D’une part, aux termes de l'article L. 521-1 du code de justice administrative : « Quand une décision administrative, même de rejet, fait l'objet d'une requête en annulation ou en réformation, le juge des référés, saisi d'une demande en ce sens, peut ordonner la suspension de l'exécution de cette décision, ou de certains de ses effets, lorsque l'urgence le justifie et qu'il est fait état d'un moyen propre à créer, en l'état de l'instruction, un doute sérieux quant à la légalité de la décision (...) ». D’autre part, termes de l'article L. 521-3 du code de justice administrative : « En cas d’urgence et sur simple requête qui sera recevable même en l’absence de décision administrative préalable, le juge des référés peut ordonner toutes autres mesures utiles sans faire obstacle à l’exécution d’aucune décision ».

Saisi sur le fondement de l’article L. 521-3 d’une demande qui n’est pas manifestement insusceptible de se rattacher à un litige relevant de la compétence du juge administratif, le juge des référés peut prescrire, à des fins conservatoires ou à titre provisoire, toutes mesures que l'urgence justifie, notamment sous forme d’injonctions adressées à l'administration, à la condition que ces mesures soient utiles et ne se heurtent à aucune contestation sérieuse. En raison du caractère subsidiaire du référé régi par l’article L. 521-3, le juge saisi sur ce fondement ne peut prescrire les mesures qui lui sont demandées lorsque leurs effets pourraient être obtenus par les procédures de référé régies par les articles L. 521-1 et L 521-2. Enfin, il ne saurait faire obstacle à l’exécution d’une décision administrative, même celle refusant la mesure demandée, à moins qu’il ne s’agisse de prévenir un péril grave.

En vertu de l’article L. 522-3 du code de justice administrative, le juge des référés peut, par une ordonnance motivée, rejeter une requête sans instruction ni audience lorsque la condition d’urgence n’est pas remplie ou lorsqu’il apparaît manifeste, au vu de la demande, qu’elle est irrecevable ou qu’elle est mal fondée.

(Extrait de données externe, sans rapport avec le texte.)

PR #11759, opened 2025-11-10
ci: migrate from nyc to c8

pkuczynski:
### Description of change

Replace [nyc](https://www.npmjs.com/package/nyc) with faster alternative [c8](https://www.npmjs.com/package/c8) - a newer, faster alternative that uses Node.js's native V8 coverage.

### Pull-Request Checklist

## Summary by CodeRabbit

* **Chores**
  * Migrated test coverage tooling to a new runner and updated CI workflows to use it.
  * Adjusted coverage configuration and reporting format.
  * Updated development tooling dependencies accordingly.
  * Changed ignore rules to stop excluding build and coverage artifacts and to begin tracking node_modules.

<sub>✏️ Tip: You can customize this high-level summary in your review settings.</sub>


OSA413:
We were going to switch to Vitest in the future, is this change necessary?

pkuczynski:
> We were going to switch to Vitest in the future, is this change necessary?

TLDR: not absolutely necessary but should bring immediate CI speed improvement 

Vitest is used to use c8 (no using native v8 coverage), but seems that migration will take a while. And this should bring immediate benefit of speeding up CI. It's a drop in replacement so not a lot of work to do it and not much to remove it in the future...

I fired it up to do a quick comparison ([c8](https://github.com/typeorm/typeorm/actions/runs/19225268272/job/54951028616?pr=11759) vs [nyc](https://github.com/typeorm/typeorm/actions/runs/19224622536/job/54949053626?pr=11708))
* MongoDB on linux: 49s vs 59s
* MSSQL on linux: 4m 3s vs 4m 18s
* PostgreSQL on linux: 2m 3s vs 2m 17s
* Sqlite on windows: 2m 24s vs 2m 47s

Two random runs is not enough to calculate fair speed improvement, but it shaves off 10-20s, which is not bad given how little effort it is to do it.

And migration to vitest might take a while given how little progress has been made so far: https://github.com/typeorm/typeorm/compare/master...next

OSA413:
I wonder why the coverage CI/CD part is skipped

pkuczynski:
> I wonder why the coverage CI/CD part is skipped

It's not. It just wait for all tests to fininsh:

https://github.com/typeorm/typeorm/blob/master/.github/workflows/commit-validation.yml#L67

Its a good question though why oracle on linux started to fail now...

OSA413:
Can you please add html reporter?

OSA413:
Looks like lcov already provides html report.

After testing it generates 0 coverage, which is no good. Can you please investigate what's wrong?

OSA413:
At least it generate 0 coverage on my machine.

OSA413:
Switching back to `nyc` shows the correct coverage on my local machine.

pkuczynski:
> Looks like lcov already provides html report.
> 
> After testing it generates 0 coverage, which is no good. Can you please investigate what's wrong?

Yes, I am investigating. But I can't get the tests pass on my local machine :/ Testing with mysql-9...

OSA413 (changes requested):
*Blocked until fixed*

alumni:
This PR would be nice to have if the reporting gets fixed.

Currently, `nyc` brings in `baseline-browser-mapping` which logs a warning that breaks our tests. If we get `c8` working, we wouldn't need to figure out a way to fix that test :)

OSA413:
After adding `--exclude-after-remap` parameter to `c8` like this: `npx c8 --exclude-after-remap npm run test:ci` it started to show the coverage.

OSA413:
I'm still wondering why the coverage is marked as skipped though all tests are passed/failed.

OSA413 (approved):

alumni:
@OSA413 That's nice, thanks!

Do you happen to know where does the extra 4% coverage comes from?

BTW, Both `nyc` and `c8` pass their options to `test-exclude` (which uses `glob` after that), so I doubt that anything related to the file globs should be changed. `test-exclude` automatically adds `**/node_modules/**` if you pass `excludeNodeModules: true` - which is correct, while `node_modules` without `**` at the end does not do anything - so I doubt this change was responsible for the increased coverage.

pkuczynski:
Thank you for help @OSA413!

@alumni possibly it comes from how `all: true` + `exclude-after-remap: true` behaves differently than in nyc?

OSA413:
Here's the difference example (you can run SQLite tests locally and see it):

Old:
{BC411B59-000F-47FC-86E5-6230A405EF8A}

New:
{0507BA23-9474-40F7-8DF7-B23916F1C0FB}

Probably something related to TS -> JS (build) -> TS (Map back to source code) mapping.

OSA413:
I think that C8 can handle/track more things, that's why the coverage changed.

En premier lieu, aucun des moyens invoqués par Mme B... épouse C..., tels qu’énoncés dans les visas de cette ordonnance, n’est manifestement de nature, au vu de la demande, à faire naître un doute sérieux quant à la légalité de la décision du 18 février 2026 par laquelle le directeur général du centre hospitalier universitaire de Nantes l’a invitée à se présenter le mardi 16 juin 2026 à 17 heures au cabinet du docteur A... pour une expertise médicale obligatoire.

En second lieu, si Mme B... épouse C... demande au juge des référés d’enjoindre, sur le fondement de l’article L. 521-3 du code de justice administrative, au centre hospitalier universitaire de Nantes, de suspendre toute procédure de mise à la retraite jusqu’à l’exécution complète du jugement du 5 juin 2025, de telles demandes, qui ne sont au demeurant pas développées dans les écritures, relèvent manifestement de celles des mesures que le juge des référés, saisi sur le fondement de l’article L. 521-3 du code de justice administrative, ne peut prescrire dès lors que leurs effets pourraient être obtenus par les procédures de référé régies par les articles L. 521-1 et L. 521-2 du même code.

Il y a lieu, par suite, de rejeter la requête de Mme B... épouse C... en toutes ses conclusions, selon la procédure prévue à l’article L. 522-3 du code de justice administrative.

O R D O N N E :

Article 1er : La requête de Mme B... épouse C... est rejetée.

Article 2 : La présente ordonnance sera notifiée à Mme D... B... épouse C....

Copie en sera adressée au Centre hospitalier universitaire de Nantes.

Fait à Nantes, le 3 mars 2026.

Le juge des référés,




F. HUIN

La République mande et ordonne à la ministre de la santé, des familles, de l’autonomie et des personnes handicapées en ce qui le concerne ou à tous commissaires de justice à ce requis en ce qui concerne les voies de droit commun contre les parties privées, de pourvoir à l’exécution de la présente décision.